🤖 AI Summary
This work addresses the combinatorial optimization challenge inherent in discrete/quantized parameter learning under supervised settings. We propose a continuous optimization framework based on piecewise affine regularization (PAR). Theoretically, we establish that, under overparameterization, critical points of the PAR loss exhibit intrinsic strong quantization properties and achieve statistical performance comparable to classical regularized estimators. Methodologically, we unify convex, quasiconvex, and nonconvex PAR regularizers, derive closed-form proximal mappings for each, and integrate them with proximal gradient descent, its accelerated variants, and the alternating direction method of multipliers (ADMM). Experiments demonstrate that the framework maintains computational efficiency while providing rigorous statistical guarantees: on linear regression tasks, it matches the accuracy of conventional quantization methods. Overall, this work introduces a new paradigm for discrete optimization—grounded in theoretical rigor yet computationally tractable.
📝 Abstract
Optimization problems over discrete or quantized variables are very challenging in general due to the combinatorial nature of their search space.
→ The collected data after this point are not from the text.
PR #616, opened 2018-06-04
IRSA-1437:Finder Chart misinterprets non-standard coordinates

lznakano:
Fixed the bug for incorrectly parsing the target "10 10 10 +10 10 10".

 There is no change in IFE.

Please test this build:
URL: https://irsawebdev9.ipac.caltech.edu/irsa-1437/applications/finderchart/

### DIFF
--- a/src/firefly/js/util/PositionParser.js
+++ b/src/firefly/js/util/PositionParser.js
@@ -229,7 +229,8 @@ var makePositionParser = function(helper) {
                     dec = numericList[1];
 
                 } else if (numericList.length>2) {
-                    idx=0;
+                    throw 'Invalid input';
+                   /* idx=0;
                     for (i=0; (i<numericList.length); i++) {
                         item= numericList[i];
                         if ((idx++)*2<numericList.length) {
@@ -237,7 +238,7 @@ var makePositionParser = function(helper) {
                         } else {
                             dec += (item + ' ');
                         }
-                    }
+                    }*/
                 } else if (numericList.length===1) {
                     ra= tokenAry[0];
                     if (tokenAry.length>1) {


ejoliet:
Thanks for fixing this. I've clicked on the link to test it but the validation of "10 10 10 +10 10 10" fails. Are you sure the branch has been build correctly?

lznakano:
@xiuqin Yes, the Firefly treated "10 10 10 +10 10 10" as "10h00m00s 10d00m00s".  If there are numbers separated by space, firefly split to half and half, the first half is RA and second half is DEC.  The helpdesk ticket complained about it because "10 10 10 +10 10 10"  was interpreted in correctly.
My fix is reject such non-standard input.  The "10 10 10 +10 10 10" is entered, validation should warn
the users the wrong input.

lznakano:
@ejoliet  The failure is the behavior I just changed to.  The ticket complained that "10 10 10 +10 10 10" was not interpreted correctly.  The best way for such input is to reject it since it is not standard.  Nobody can read users' mind.

xiuqin:
There should be a CCB decision about this behavior change.
Please don’t merge yet.

Xiuqin

loitly:
The ticket says.. `10 10 10 +10 10 10` is read as `10h00m00s 10d00m00s`, which is no longer true.
In ops /irsaviewer, when I enter `10 10 10 +10 10 10`, I get `10h10m10s 10d10m10s` which is consistent with IRSA's Radar and Gator.

Now, I don't know why in this instance of FinderChart, it became validation error.  
This is not a fix.  It should be what is currently in /irsaviewer ops.

ejoliet:
@lznakano there is nothing to be fixed as It turns out that the issue was fixed in dev/ops (see IRSAViewer) but not in FC because we didn't release it. The idea has always been the same: if i enter a coordinates that looks like HMS/DMS withoiut the letters, then it should expand and interpret it as it is. 10h10m10s,etc... which is the case in dev/ops. 
Please, chech that this is the case in irsadev/applications/Finderchart for future release of FC (hopefully sooner than later).

If test is positive, then nothing to be merged. Thanks.

lznakano:
The current Finderchart interpreted the input as expected.  This pull request is closed now.

PR #617, opened 2018-06-06
DM-14125 Remove unused chart code and server side expressions, update docs

tgoldina:
https://jira.lsstcorp.org/browse/DM-14125
k8s deployed: https://irsawebdev9.ipac.caltech.edu/dm-14125/irsaviewer/

- Removed pre-multitrace charts code
- Removed server-side expression library
- Updated Firefly API Overview docs
- Fixed a filtering bug (parseInput in FilterInfo was removing only the outermost quotes, which did not work for column expressions, like `"w1mpro"-"w2mpro"`, resulting in a failure when another filter was applied.)
- Fixed column expression quoting bug  in ChartUtil's `formatColExpr` method: the second variable was not quoted in the expressions like `w1mpro*w1mpro`
- Uncommented previously failing queries in LSSTDbServTest, since DM-14617 is completed.

Apart from bug fixes, everything should work as before.


loitly:
chart select-filter fail on table with 'like' filters.
- catalog search > m51, 100 arcsec
- filter table on column designation using string '329'  -> like '%329%'
- select an area in chart
- click 'filter' icon
- fail with 'Column not found: DESIGNATION'

PR #619, opened 2018-06-08
DM-14694 fix pixel coordinate to be compatible with FITS convention

cwang2016:
This development fixes the image pixel coordinate per FITS convention and using WCSA,  i.e. the center of the lower-left pixel is (1, 1).   The updates include, 
- the coordinate conversion between image point and world point, image point and screen pixel. 
- the coordinate range of image pixel starting from [0.5, 0.5], (i.e. the lower-left corner of pixel xy0) and the center coordinate of image pixels. 
- adjustment on image coordinates for image crop request sent to the server

test: 
do image search, 
- check the image coordinate at the edge
- crop the image and check the image pixel coordinate starting from 0.5, 0.5
- upload a region file with content like the following for image case, target: m45, wise allwise w1, and check the image pixel of the regions, 
  
   image;polygon 119 25 140 195 120 150 #color=cyan
   image;circle 196 182 2i # color=orange

### DIFF
--- a/src/firefly/java/edu/caltech/ipac/firefly/server/visualize/VisServerOps.java
+++ b/src/firefly/java/edu/caltech/ipac/firefly/server/visualize/VisServerOps.java
@@ -471,6 +471,11 @@ public class VisServerOps {
             Band bands[] = state.getBands();
             WebPlotRequest cropRequest[] = new WebPlotRequest[bands.length];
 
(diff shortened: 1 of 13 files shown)


cwang2016:
regarding the constant name, xy0Fits, how about renaming it to be like wcsaFits?

robyww:
I think we will close this pull request but keep the branch around for reference for awhile.

PR #621, opened 2018-06-08
DM-14694: Changed readout so that it will show the FITS standard Image point

robyww:
DM-14694: Changed readout so that it will show the FITS standard Image point

- image pixel show as FITS standard
- includes option to show the lsst image point
- make convert image pixel between fits convention and internal image style while reading in and write out the region description with image coordinates.

### DIFF
--- a/src/firefly/js/visualize/CsysConverter.js
+++ b/src/firefly/js/visualize/CsysConverter.js
@@ -256,7 +256,7 @@ export class CysConverter {
         return makeImagePt(imPt.x-.5, imPt.y-.5);
     }
 
-    convertFitsStandardImagePtToInternalImage(pt) {
+    static convertFitsStandardImagePtToInternalImage(pt) {
         return makeImagePt(pt.x-.5, pt.y-.5);
     }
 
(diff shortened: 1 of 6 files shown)


cwang2016:
It is good to have fits image pixel and zero based image pixel into the coordinate options.
Review completes

src/firefly/js/visualize/region/RegionDescription.js
```diff
@@ -153,8 +154,7 @@ export function startRegionDes(regionType, cc, ptAry,
             sys = Point.IM_PT;
             des = `image;${DS9RegionName[regionType.key]}`;
             ptAry.forEach((pt) => {
-                var imgPt = cc.getImageCoords(pt);
-
+                const imgPt = cc.getFitsStandardImagePtFromInternal(cc.getImageCoords(pt)); // screen
```
robyww: you can just say `cc.getFitsStandardImagePtFromInternal(pt)` and it should work.

src/firefly/js/visualize/CsysConverter.js
```diff
@@ -256,7 +256,7 @@ export class CysConverter {
         return makeImagePt(imPt.x-.5, imPt.y-.5);
     }
 
-    convertFitsStandardImagePtToInternalImage(pt) {
+    static convertFitsStandardImagePtToInternalImage(pt) {
```
robyww: good catch

PR #903, opened 2019-10-29
Correct Markdown syntax

gpdf:


gpdf:
What's the Firefly standard for merges?  Is one of the three Github "green button" options acceptable, or is it like LSST where it has to be done by hand on the command line because none of the three is acceptable?

robyww:
Green button is executable. We usually change the beginning of the comment to begin with `Firefly-xxx:` but in this case just make it `Documentation: `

Piecewise-affine regularization (PAR) provides a flexible modeling and computational framework for quantization based on continuous optimization. In this work, we focus on the setting of supervised learning and investigate the theoretical foundations of PAR from optimization and statistical perspectives. First, we show that in the overparameterized regime, where the number of parameters exceeds the number of samples, every critical point of the PAR-regularized loss function exhibits a high degree of quantization. Second, we derive closed-form proximal mappings for various (convex, quasi-convex, and non-convex) PARs and show how to solve PAR-regularized problems using the proximal gradient method, its accelerated variant, and the Alternating Direction Method of Multipliers. Third, we study statistical guarantees of PAR-regularized linear regression problems; specifically, we can approximate classical formulations of $ell_1$-, squared $ell_2$-, and nonconvex regularizations using PAR and obtain similar statistical guarantees with quantized solutions.